Das Kieler Verkehrsministerium macht Druck: Damit die neuerliche Sanierung des Autobahn-1-Abschnitts zwischen Bargteheide und Bad Oldesloe (Kreis Stormarn) so schnell wie möglich abgeschlossen werden kann, soll an sechs Tagen pro Woche im 24-Stunden-Betrieb gearbeitet werden. Am 1. August sollen die Bauarbeiten beginnen. Spätestens am 31. Oktober soll die sechs Kilometer lange Trasse fertig sein.

Im vergangenen Sommer hatte es nicht nur massive Kritik von Autofahrern gegeben: Die Tourismusbranche an der Ostsee hatte bitter beklagt, dass die Bauarbeiten zu schleppend vorwärts gegangen seien. Diese Kritik will das Land diesmal vermeiden. „Wir sind optimistisch, dass wir es innerhalb des Zeitrahmens schaffen“, verkündet Harald Haase vom Kieler Verkehrsministerium.

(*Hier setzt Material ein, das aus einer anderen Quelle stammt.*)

PR #439, opened 2023-08-29
Add QUEST available datasets to readthedocs

zachghiaccio:


doc/source/index.rst
```diff
@@ -145,7 +145,7 @@ ICESat-2 datasets to enable scientific discovery.
    contributing/contributors_link
    contributing/contribution_guidelines
    contributing/how_to_contribute
-   contributing/icepyx_internals
+   contributing/quest-available-datasets
```
JessicaS11, line 148: we'll need to keep `contributing/icepyx_internals` as well.

JessicaS11:
Docs build is failing due to code changes that are not showing up in the diff (so are hard to track down). The base branch for merging this PR was changed, but the diff (three dot by default) isn't updating and showing the appropriate diff for this case (two dot). It's a [longstanding (7 year!) issue with changing PR bases in GitHub](https://github.com/isaacs/github/issues/750), and the "change the base and change it back again" hack didn't work here. Recommend we scrap this PR and start fresh.

PR #441, opened 2023-08-30
update QUEST and GenQuery classes for argo integration

JessicaS11:
With lots of ongoing work to integrate argo into quest (see #427), some updates were needed to the Quest and GenQuery classes. This PR should be merged before #427:
- moves spatial and temporal properties from Query into GenQuery so that they are accessible for all submodules (and not just ICESat-2 Query instances)
- clarifies that quest/dataset_scripts/dataset.py is a template class for adding new datasets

Erstmals hat der Landesbetrieb Straßenbau und Verkehr in Lübeck jetzt einen konkreten Zeitplan für die Bauphase vorgelegt. So müssen Autofahrer in Fahrtrichtung Hamburg bis Mitte April mit Behinderungen rechnen, da der Verkehr zeitweise nur über einen Fahrstreifen gen Süden rollen kann. So lange stehen immer wieder Markierungsarbeiten und der Austausch besonders maroder Betonplatten an. Ab dem 15. April wird die Bröselbeton-Piste in Richtung Lübeck gesperrt und über die Gegenfahrbahn umgeleitet. Zeitgleich sollen bereits die ersten Vorbereitungen für die wiederholte Sanierung beginnen.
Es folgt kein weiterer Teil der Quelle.